The abundance of faked CGI images dilutes the meaning of the images we see to the extent that our world is becoming little more than a sequence of abstract pixel sheets. The meaning of what we see in theaters is fading constantly. Computer graphics have neither flesh nor blood. They have only formal external structure: 00101001001 tells us a sequence, but it does not tell whether such digits are colors, sounds, characters, blood, love, birth and death. It tells us how pixels are organized according to certain rules that the world happens to have.
Yet, such a lifeless system is devoid of any real-life meaning. It has only what philosopher John Searle described as syntax—the way in which words, pixels and computer code go together; not what they are about. But inside a computer generated image there is no meaning. The world remains locked out of it, because it was never part of it. Audiences do not get substance. They get empty, albeit sometimes beautiful, form.

Meaning is not information. Perception is not projection. We live in a real world, not in a lifeless flow of information.

These considerations will surely trigger some mandatory connection with the work of French philosopher Jean Baudrillard, who stressed that our semantic world is composed of references with no referents. It is the generation by models of a "real" without origin or reality: a hyperreal. The territory no longer precedes the map, nor does it survive it. It is nevertheless the map that precedes the territory—precession of simulacra—that engenders the territory.
Today, though, a much more concrete phenomenon is at work, namely the substitution of the flesh and blood reality with another reality made of pixels and computer rules. It’s not a matter of a lack of reference or value, but rather a physical substitution of our everyday world with a façade made of pixels. Baudrillard claimed that signs work without any reference to actual meaning. CGI and virtual reality are bleaching the very notion of sign. Pixels have no longer any semantics because they are not signs in human lives, they are things in a world of things. Only they are not the things we live in. Pixels are not people, cars, and buildings. Pixels are only pixels, no matter how they are organized.
In fact, the confusion may have originated with the notion that our brains are like computers. That might lead someone to believe that feeding our minds with real-life images is in some ways no different than feeding our minds with bits. After all, this notion has inspired a number of science-fiction movies. Yet, like Robert Epstein recently observed, brains are not computers. Meaning is not information. Perception is not projection. We live in a real world, not in a lifeless flow of information.

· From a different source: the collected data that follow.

PR #2744, opened 2025-02-27
Upgrade to the latest version of MnemonicDB

halgari:
Upgrades to the latest version of MnemonicDB. There's only one small semantic change in this version: the In-memory DB no longer exists in its previous form, instead we use RocksDB but with a in-memory environment. Essentially it's normal RocksDB but with files kept in memory instead of on disk. This means future versions of MnemonicDB can tie closer to RocksDB removing some layers of abstractions. 

There's also a lot of microoptimizations in this version, such as using structs internally and keeping data on the stack while reading it into IndexSegments. None of these changes require our code to change.


src/NexusMods.DataModel/Services.cs
```diff
@@ -44,39 +45,21 @@ public static IServiceCollection AddDataModel(this IServiceCollection coll)
...
-            if (settings.UseInMemoryDataModel)
-            {
-                return sp.GetRequiredService<MnemonicDB.Storage.InMemoryBackend.Backend>();
-            }
-            else
-            {
-                var datomStoreSettings = sp.GetRequiredService<DatomStoreSettings>();
-
-                if (!datomStoreSettings.Path.DirectoryExists()) 
-                    datomStoreSettings.Path.CreateDirectory();
```
Al12rs, line 75: Since this was removed, the App will fail to start from a clean setup, due to:
```
RocksDbSharp.RocksDbException: IO error: No such file or directory: Failed to create a directory: C:/Users/Al12r/AppData/Local/NexusMods.App/DataModel/MnemonicDB.rocksdb: The system cannot find the path specified.
```

Issue #2687, opened 2025-02-19
[WIP] Stardew Valley - Health Check issues


Pickysaurus:
# Bug Report

## Summary
A working list of my findings from testing the SDV Health Check messages

- [ ] RequiredDependencyIsOutdated
	- Appears when the dependency is disabled on the loadout - should only appear when enabled
- [ ] SMAPIRequiredButDisabled
 	- Does not appear when SMAPI is in a disabled collection.
- [ ] ModCompatabilityObsolete
 	- Did not work for https://www.nexusmods.com/stardewvalley/mods/501?tab=files
- [ ] ModCompatabilityAssumeBroken
 	- Did not work for https://www.nexusmods.com/stardewvalley/mods/10755
 	- Worked for https://www.nexusmods.com/stardewvalley/mods/16881

- [ ] GameVersionOlderThanMinimumGameVersionTemplate
     - Did not trigger with game version 1.6.12 and SMAPI 4.1.10 
     ![Image](https://github.com/user-attachments/assets/b44883bc-c44c-46c7-b36b-e755e58bb58f)

Pickysaurus:
I've gone through all of them and the above list is all the issues I could find.

Al12rs:
https://smapi.io/mods

Al12rs:
@Pickysaurus I investigated the last one and there is no entry for in in the [`metadata.json`](https://github.com/Pathoschild/SMAPI/blob/fa7fed4ed3b20e0f974e225ea5ef46afef658ec2/src/SMAPI.Web/wwwroot/SMAPI.metadata.json) file that SMAPI and the app use for compatibility checking.

That mod is marked as broken in the smapi logs after SMAPI actually fails to manually load it:
https://github.com/Pathoschild/SMAPI/blob/fa7fed4ed3b20e0f974e225ea5ef46afef658ec2/src/SMAPI/Framework/SCore.cs#L1996-L2007

The mod is apparently not added to the list of broken mods in the manifest on purpose, since it is preferred to have the stack trace of the failure rather than a generic `AssumedBroken` message:
https://github.com/Pathoschild/SMAPI/blob/fa7fed4ed3b20e0f974e225ea5ef46afef658ec2/src/SMAPI.Web/wwwroot/SMAPI.metadata.json#L44-L45

[...]

PR #2745, opened 2025-02-27
SDV Health Check fixes

Al12rs:
- Fixes parts of #2687

Fixed three bugs, each covered by new tests cases:

- RequiredDependencyIsOutdated
Appears when the dependency is disabled on the loadout - should only appear when enabled 
- SMAPIRequiredButDisabled
Does not appear when SMAPI is in a disabled collection.
- DisabledRequiredDependency
Appears if there is at least a disabled version of the dependency, even though there are enabled versions

I think remaining bugs listed on #2687 might be fixed by updating SMAPI submodule, but I haven't gotten around to looking into that yet.

### DIFF
--- a/tests/Games/NexusMods.Games.StardewValley.Tests/DependencyDiagnosticEmitterTests.cs
+++ b/tests/Games/NexusMods.Games.StardewValley.Tests/DependencyDiagnosticEmitterTests.cs
@@ -72,7 +72,22 @@ public class DependencyDiagnosticEmitterTests : ALoadoutDiagnosticEmitterTest<De
 
         var dependent = disabledRequiredDependencyMessageData.SMAPIMod.ResolveData(ServiceProvider, Connection);
         dependent.AsLoadoutItem().ParentId.Should().Be(farmTypeManager.LoadoutItemGroupId, because: "Farm Type Manager is the dependent");
+        
+        // Add extra enabled copy in another collection
+        var collectionA = (await CreateCollection(loadout.Id, "Collection A")).AsLoadoutItemGroup().LoadoutItemGroupId;
+        // Content Patcher 2.5.3 (https://www.nexusmods.com/stardewvalley/mods/1915?tab=files)
+        var contentPatcherCollectionA = await InstallModFromNexusMods(loadout, ModId.From(1915), FileId.From(124659), parent: collectionA);
+        
+        await ShouldHaveNoDiagnostics(loadout, because: "The dependency ContentPatcher in collectionA  is enabled");
 
+        await DisableItem(collectionA);
+        var parentDisabledDiagnostic = await GetSingleDiagnostic(loadout);
+        diagnostic.Should().BeOfType<Diagnostic<Diagnostics.DisabledRequiredDependencyMessageData>>(because: "Content Patcher parent collection is disabled and required by Farm Type Manager");
+        
+        await EnableItem(contentPatcher);
+        
+        await ShouldHaveNoDiagnostics(loadout, because: "The dependency ContentPatcher outside the collection is enabled");
+        
         await VerifyDiagnostic(diagnostic);
     }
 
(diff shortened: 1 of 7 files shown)


tests/Games/NexusMods.Games.StardewValley.Tests/DependencyDiagnosticEmitterTests.cs
```diff
@@ -72,7 +72,22 @@ public async Task Test_DisabledRequiredDependencyMessageData()
...
+        // Add extra enabled copy in another collection
+        var collectionA = (await CreateCollection(loadout.Id, "Collection A")).AsLoadoutItemGroup().LoadoutItemGroupId;
+        // Content Patcher 2.5.3 (https://www.nexusmods.com/stardewvalley/mods/1915?tab=files)
+        var contentPatcherCollectionA = await InstallModFromNexusMods(loadout, ModId.From(1915), FileId.From(124659), parent: collectionA);
+        
+        await ShouldHaveNoDiagnostics(loadout, because: "The dependency ContentPatcher in collectionA  is enabled");
+
+        await DisableItem(collectionA);
+        var parentDisabledDiagnostic = await GetSingleDiagnostic(loadout);
+        diagnostic.Should().BeOfType<Diagnostic<Diagnostics.DisabledRequiredDependencyMessageData>>(because: "Content Patcher parent collection is disabled and required by Farm Type Manager");
```
erri120, line 85: You're asserting on `diagnostic` instead of `parentDisabledDiagnostic`.

tests/Games/NexusMods.Games.StardewValley.Tests/DependencyDiagnosticEmitterTests.cs
```diff
@@ -102,6 +117,19 @@ public async Task Test_RequiredDependencyIsOutdated()
         var dependent = requiredDependencyIsOutdatedMessageData.Dependent.ResolveData(ServiceProvider, Connection);
         dependent.AsLoadoutItem().ParentId.Should().Be(farmTypeManager.LoadoutItemGroupId, because: "Farm Type Manager is the dependent");
 
+        // Test disabled cases
+        await DisableItem(farmTypeManager);
+        
+        (await GetAllDiagnostics(loadout)).OfType<Diagnostic<Diagnostics.RequiredDependencyIsOutdatedMessageData>>()
+            .Should().BeEmpty(because: "The dependant Farm Type Manager is disabled");
```
erri120, line 124: This should just be `ShouldHaveNoDiagnostics`.

tests/Games/NexusMods.Games.StardewValley.Tests/DependencyDiagnosticEmitterTests.cs
```diff
@@ -102,6 +117,19 @@ public async Task Test_RequiredDependencyIsOutdated()
...
+        
+        await EnableItem(farmTypeManager);
+        await DisableItem(contentPatcher);
+        
+        (await GetAllDiagnostics(loadout)).OfType<Diagnostic<Diagnostics.RequiredDependencyIsOutdatedMessageData>>()
+            .Should().BeEmpty(because: "The outdated dependency Content Patcher is disabled");
```
erri120, line 130: This should just be `ShouldHaveNoDiagnostics`.

erri120 (changes requested):
Just some minor test changes, you should also move the collection specific test cases into their own test methods.

tests/Games/NexusMods.Games.StardewValley.Tests/DependencyDiagnosticEmitterTests.cs
Al12rs: Good catch

tests/Games/NexusMods.Games.StardewValley.Tests/DependencyDiagnosticEmitterTests.cs
Al12rs: That wouldn't work because you actually get the `DisabledRequiredDependencyMessageData` instead

erri120: Right, then you should assert that you got a single diagnostic with `DisabledRequiredDependencyMessageData` and no diagnostics with `RequiredDependencyIsOutdatedMessageData`.

Al12rs: I think we should get `MissingRequiredDependency` instead tbh, basically check that the disabled dependency actually matches min required version.

tests/Games/NexusMods.Games.StardewValley.Tests/DependencyDiagnosticEmitterTests.cs
Al12rs: Same as above, we get a different diagnostic if it is disabled.

erri120 (approved):

PR #2758, opened 2025-02-27
Create workflow for issue maintenance

erri120:
Can be expanded upon depending on our needs. Currently has two jobs:

1) Writes a comment if an issue gets labeled with `needs logs`
2) Writes a comment if an issue gets closed as completed and has the `user raised` label


Pickysaurus (approved):
Fine for now, we can refine it later.

Issue #2372, opened 2024-12-12
Use localized string representation of numbers


Pickysaurus:
# Improvement

Relates to https://github.com/Nexus-Mods/NexusMods.App/issues/1694

## Currently 
When we show larger numbers in the app, we don't comma-separate them. (e.g. `1000`)

## We want
To add comma-separation for consistency with the website. 

We may need to discuss localisations here, as in some countries they use decimal places instead of commas (`1.000` instead of `1,000`)

## Supporting Information
_(Include any supporting screenshots etc to support the above)_

## Design
_(Any designs to required for this feature)_

erri120:
![Image](https://github.com/user-attachments/assets/41b7d841-13d3-4695-b00d-44479778f435)

The default integer representation uses the "general format" (`G`). We probably want `N` for numbers.

MattSturgeon:
> We may need to discuss localisations here, as in some countries they use decimal places instead of commas (`1.000` instead of `1,000`)

I know in Java there's a "localized number format(er)" that can use comma, dot, apostrophe, etc as appropriate for the current l10n. Presumably .NET has something similar?

Pickysaurus:
Further example of this:

![Image](https://github.com/user-attachments/assets/55ac80c0-64d6-465c-9c30-af0f653d352b)

PR #2762, opened 2025-02-27
Displaying Sizes and Numbers using Humanize

insomnious:
It's been a long time coming but here goes...

Size (`NexusMods.Paths.Size`) now has a ReactiveUI `IBindingTypeConverter` which is globally registered. Whenever a Size is bound to a UI control (normally a TextBlock's Text property) it automatically kicks in.

When SizeComponent is used in a TreeDataGrid, Humanize is directly used without the above converter.

Humanize returns either a single decimal point if 1 GB in size or greater, no decimal points if not.

Numbers can be formatted either by Humanize (if need it to say 1.1k instead of 1123) or by using "N0" format for it to have thousand separators. Generally applied in the code-behind in the OneWayBind's

Should we also be using Humanize if we just want thousand separators ?

image

image

Closes https://github.com/Nexus-Mods/NexusMods.App/issues/2372

### DIFF
--- a/src/NexusMods.App.UI/Controls/TreeDataGrid/SizeComponent.cs
+++ b/src/NexusMods.App.UI/Controls/TreeDataGrid/SizeComponent.cs
@@ -14,7 +14,13 @@ public sealed class SizeComponent : AFormattedValueComponent<Size>, IItemModelCo
 {
     /// <inheritdoc/>
     public int CompareTo(SizeComponent? other) => Value.Value.CompareTo(other?.Value.Value ?? Size.Zero);
-    private static string _FormatValue(Size value) => ByteSize.FromBytes(value.Value).Humanize();
+
+    private static string _FormatValue(Size value)
+    {
+        var byteSize = ByteSize.FromBytes(value.Value);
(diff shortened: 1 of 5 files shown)


src/NexusMods.App.UI/Controls/TreeDataGrid/SizeComponent.cs
```diff
@@ -14,22 +14,38 @@ public sealed class SizeComponent : AFormattedValueComponent<Size>, IItemModelCo
 {
     /// <inheritdoc/>
     public int CompareTo(SizeComponent? other) => Value.Value.CompareTo(other?.Value.Value ?? Size.Zero);
-    private static string _FormatValue(Size value) => ByteSize.FromBytes(value.Value).Humanize();
+
+    private static string _FormatValue(Size value)
+    {
+        var byteSize = ByteSize.FromBytes(value.Value);
+        return byteSize.Gigabytes < 1 ? byteSize.Humanize("0") : byteSize.Humanize("0.0");
```
erri120, line 21: What is this supposed to achieve?

erri120 (approved):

How far can this process go before all reality gets substituted by lifeless and meaningless pixel sheets? A possible risk is an inversion of roles between simulation and real life. As when the film of a locomotive drained meaning from actual locomotives, the abundance of faked CGI simulations may end by draining meaning from actual lives. Will we see real locomotives, or whatever will they be, and will we take them to be meaningless pixel surfaces? Will we see blood and react as though it were a ray-traced red CGI image? Will we see pain and pleasure and behave like dumb spectators?
In Hal Hashby’s Being There, Chance, played by Peter Sellers, is a simple-minded middle-aged man who has spent all his life indoors watching TV programs. When he gets out into the real world, due to unexpected circumstances, he mistakes reality for an uninterrupted television program. This is what an attachment to CGI images may be doing to us—turning fake things into reality, and turning meaningful life into a kind of television.